• ACTIVITY:
Using the data below, work out how many lines contain the word "added", then state that number without comment.

# # # # # # #

PR #1354, opened 2019-07-15
gtest example

n-hutton:
This PR shows the flow for adding unit tests to the codebase.

./libs/crypto/tests/CMakeLists.txt contains:

```
...
fetch_add_test(fetch-crypto-tests fetch-crypto gtests)
```

This creates a target fetch-crypto-tests where everything in the folder gtests will be added to the target fetch-crypto-tests.

after building this, you can run ```./libs/crypto/tests/fetch-crypto-tests  --gtest_filter=*Bls* ``` to only run certain tests (with Bls in the name in this instance).

NOTE: It looks like ed has already added a test ./libs/crypto/tests/gtests/bls_tests.cpp which you might want to look at.

This should fail CI here since I have written a unit test that fails.

### DIFF
--- a/libs/crypto/tests/gtests/bls_test_example.cpp
+++ b/libs/crypto/tests/gtests/bls_test_example.cpp
@@ -1,0 +1,25 @@
+//------------------------------------------------------------------------------
+//
+//   Copyright 2018-2019 Fetch.AI Limited
+//
+//   Licensed under the Apache License, Version 2.0 (the "License");
+//   you may not use this file except in compliance with the License.
+//   You may obtain a copy of the License at
+//
+//       http://www.apache.org/licenses/LICENSE-2.0
+//
+//   Unless required by applicable law or agreed to in writing, software
+//   distributed under the License is distributed on an "AS IS" BASIS,
+//   WITHOUT WARRANTIES OR CONDITIONS OF ANY KIND, either express or implied.
+//   See the License for the specific language governing permissions and
+//   limitations under the License.
+//
+//------------------------------------------------------------------------------
+
+#include "gtest/gtest.h"
+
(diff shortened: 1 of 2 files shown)


libs/crypto/tests/gtests/bls_test_example.cpp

# # # # # # #

• ANSWER BELOW:
2